Selon lui, il ne faut pas que les animaux soient stressés. Un grand soin doit aussi être apportés aux veaux. Par la suite, il sera facile de travailler avec ces animaux. Et s’ils ne sont pas craintifs, ils auront un comptage de cellules somatiques (CCS) plus bas, qui est la mesure de la qualité du lait.

L’alimentation est aussi très importante. Des mauvais fourrages ont aussi un impact négatif sur ce comptage de cellules somatiques. Pour éviter les moisissures, les frères Gagnon préparent deux rations par jour en été.
« Aussitôt que tu mets un foin de mauvaise qualité, il faut que la vache combatte ça dans son système, dit Daniel. Donc, elle a moins d’énergie pour faire du bon lait. Quand on met un aliment de mauvaise qualité, on le voit tout de suite. Les CCS montent aussitôt. »
Comme producteurs laitiers, les frères Gagnon étaient constamment en contact avec leurs différents conseillers pour les aider au niveau de l’alimentation, de l’élevage ou de la santé du troupeau. Ils portaient une grande attention à l’équilibre de la ration, le bon déroulement du tarissement, la préparation au vêlage.

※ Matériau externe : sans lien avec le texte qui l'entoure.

PR #871, opened 2024-09-02
Solution

olena4reunited:


db/models.py
```diff
@@ -1,8 +1,15 @@
+from django.contrib.auth.models import AbstractUser
+from django.core.exceptions import ValidationError
 from django.db import models
 
+import settings
```
MNDonut, line 5: it's better to use
`from django.conf import settings` because you may want to have settings folder and python will import it instead of real settings

db/models.py
```diff
@@ -1,8 +1,15 @@
...
+
 
 class Genre(models.Model):
-    name = models.CharField(max_length=255, unique=True)
+    name = models.CharField(
+        max_length=255,
+        unique=True
+    )
```
MNDonut, line 12: no need to move it if it fits in one line in lest than 79 characters

services/movie.py
```diff
@@ -1,11 +1,15 @@
...
 
 from db.models import Movie
 
 
 def get_movies(
-    genres_ids: list[int] = None,
-    actors_ids: list[int] = None,
+    genres_ids: Optional[list[int]] = None,
+    actors_ids: Optional[list[int]] = None,
+    title: Optional[str] = None,
```
MNDonut, line 12: let's use | operator everywhere instead of Optional because it's an old approach

MNDonut: Fix everywhere

services/movie_session.py
```diff
@@ -13,7 +17,7 @@ def create_movie_session(
     )
 
 
-def get_movies_sessions(session_date: str = None) -> QuerySet:
+def get_movies_sessions(session_date: Optional[str] = None) -> QuerySet:
```
MNDonut, line 20: Specify what kind of objects this queyset contains

MNDonut (changes requested):

Oleksl888 (approved):
Well done! :clap:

Selon eux, la propreté est aussi essentielle. « Chaque fois que je passais à l’étable, je grattais les stalles, dit Marc. On n’avait pas un gros troupeau. Ça me prenait deux minutes. » Ils avaient 35 vaches à la traite. Ils utilisaient aussi un adoucisseur d’eau. La ventilation était aussi parfaite que possible, ainsi que la luminosité.

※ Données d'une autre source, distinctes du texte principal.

PR #872, opened 2024-09-02
Solution

mihavryliuk:


MNDonut (changes requested):

services/movie.py
```diff
@@ -25,16 +30,17 @@ def get_movie_by_id(movie_id: int) -> Movie:
...
+        movie = Movie.objects.create(
+            title=movie_title,
+            description=movie_description,
+        )
+        if genres_ids:
+            movie.genres.set(genres_ids)
+        if actors_ids:
+            movie.actors.set(actors_ids)
 
     return movie
```
oliasymak24, line 46: You don't need return anything in create/udate/delete functions, check everywhere

oliasymak24 (changes requested):

services/movie.py
mihavryliuk: I did not wright this code it was given

db/models.py
```diff
@@ -50,3 +54,67 @@ class MovieSession(models.Model):
...
+
+    class Meta:
+        ordering = ("-created_at",)
+
+    def __str__(self) -> str:
+        return f"{self.created_at}"
+
+
+class Ticket(models.Model):
+    movie_session = ForeignKey(MovieSession, on_delete=models.CASCADE)
```
Oleksl888, line 74: related names are missing  + try to be consistent with imports - in this module you use `models.ForeignKey` but only in this line you use `ForeignKey` which also added an extra import. It is not a mistake but it is better to be consistent

db/models.py
```diff
@@ -50,3 +54,67 @@ class MovieSession(models.Model):
...
+
+    def __str__(self) -> str:
+        return (
+            f"{self.movie_session.movie.title} {self.movie_session.show_time} "
+            f"(row: {self.row}, seat: {self.seat})"
+        )
+
+    def clean(self) -> None:
+        cinema_hall = self.movie_session.cinema_hall
+        if self.row < 1 or self.row > cinema_hall.rows:
```
Oleksl888, line 95: you can build an expression like so which is also valid:
`if not 0 < self.row <= self.movie_session.cinema_hall.rows:`

db/models.py
```diff
@@ -50,3 +54,67 @@ class MovieSession(models.Model):
 
     def __str__(self) -> str:
         return f"{self.movie.title} {str(self.show_time)}"
+
+
+class Order(models.Model):
+    created_at = models.DateTimeField(auto_now_add=True)
+    user = models.ForeignKey(
+        settings.AUTH_USER_MODEL,
```
Oleksl888, line 62: related name?

services/order.py
```diff
@@ -0,0 +1,38 @@
...
+from django.db import transaction
+from django.db.models import QuerySet
+
+from db.models import Order, Ticket
+
+
+def create_order(
+        tickets: list[dict],
+        username: str,
+        date: datetime | None = None
```
Oleksl888, line 13: here date is actually in string reprsentation + this block is overindented

services/user.py
```diff
@@ -0,0 +1,47 @@
...
+
+def update_user(
+        user_id: int,
+        username: str | None = None,
+        password: str | None = None,
+        email: str | None = None,
+        first_name: str | None = None,
+        last_name: str | None = None
+) -> None:
+    user = get_user_model().objects.get(pk=user_id)
```
Oleksl888, line 36: reuse you get_user method to avoid repetition

Oleksl888 (changes requested):

Oleksl888 (approved):
Well done!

Daniel et Marc Gagnon n’abandonnent pas l’agriculture pour autant. Ils viennent de suivre une formation sur la production de céréales. Ils ont aussi une érablière de 3000 entailles. Ils se gardent donc très actifs. Les bâtiments sont loués pour des animaux de remplacement.

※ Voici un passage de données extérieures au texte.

PR #874, opened 2024-09-02
Solution

AndriiHamasa:


db/models.py
```diff
@@ -1,4 +1,10 @@
+
+from django.contrib.auth.models import AbstractUser
+from django.core.exceptions import ValidationError
 from django.db import models
+from django.db.models import UniqueConstraint
+
+import settings
```
because you may want to have settings folder or another settings file

services/movie.py
```diff
@@ -6,6 +7,7 @@
 def get_movies(
     genres_ids: list[int] = None,
     actors_ids: list[int] = None,
+    title: str = None,
```
MNDonut, line 10: str or None. Fix it everywhere

services/order.py
```diff
@@ -0,0 +1,38 @@
...
+        ticket_objects = []
+        for ticket in tickets:
+            movie_session = MovieSession.objects.get(
+                pk=ticket["movie_session"]
+            )
+            ticket_objects.append(Ticket(
+                order=order,
+                row=ticket["row"],
+                seat=ticket["seat"],
+                movie_session=movie_session
```
MNDonut, line 26: let's set movie_session_id here

services/order.py
```diff
@@ -0,0 +1,38 @@
...
+            ))
+
+        Ticket.objects.bulk_create(ticket_objects)
+
+
+def get_orders(username: str = None) -> QuerySet:
```
MNDonut, line 32: specify what kind of data this queryset contains. Fix everywhere

MNDonut (changes requested):

services/movie.py
```diff
@@ -25,16 +30,17 @@ def get_movie_by_id(movie_id: int) -> Movie:
...
+        movie = Movie.objects.create(
+            title=movie_title,
+            description=movie_description,
+        )
+        if genres_ids:
+            movie.genres.set(genres_ids)
+        if actors_ids:
+            movie.actors.set(actors_ids)
+
+        return movie
```
oliasymak24, line 46: You don't need to return anything in create/update/delete functions, check everywhere

oliasymak24 (changes requested):

MNDonut (approved):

Pour le futur, ils souhaitent le meilleur pour la production laitière. Ils espèrent surtout que le gouvernement canadien va tenir tête aux pressions face aux accords commerciaux avec notamment les États-Unis.
Le bien-être animal d’abord
Tout comme les frères Gagnon, Marjolaine Robert de la Ferme Janibert, à Ange-Gardien en Montérégie, explique que le bien-être animal va de pair avec la qualité du lait. Marjolaine est productrice laitière avec ses frères Maxime et Xavier, ainsi que ses parents Maryse Forgues et Yves Robert.

Selon elle, ce n’est pas qu’une question d’équipement. C’est beaucoup une question de relation avec les animaux.
« C’est beau d’avoir tous les équipements du monde pour donner un environnement sain aux animaux, mais je pense que ça passe aussi par le contact humain, dit-elle. Dans ce prix-là, c’est beaucoup ça qu’on essaie de promouvoir : l’interaction avec nos vaches et comment on les aime. Comment on veut qu’elles travaillent pour nous et qu’elles fassent équipe avec nous. Ce ne sont pas juste des numéros. »
Leurs 190 vaches et 120 génisses, ils les connaissent toutes individuellement. « On connaît toutes leurs petits noms », dit Marjolaine.
À la suite de l’incendie de décembre 2016, la famille a reconstruit une étable au goût du jour qui est en fonction depuis avril 2018. Les vaches sont en stabulation libre avec salle de traite. Les vaches ont des logettes profondes de sable. Les génisses d’élevage et les vaches en préparation au vêlage sont sur litière accumulée.
Pour la famille Robert, ce prix du bien-être animal est important afin de sensibiliser la population générale sur le bien-être animal des vaches laitières.
« Peut-être que la vache n’est pas dehors dans un pâturage, mais je pense qu’elle est mieux sous un toit où elle a de la ventilation et une température contrôlée même s’il fait -30 degrés dehors l’hiver ou 40 l’été », explique Marjolaine.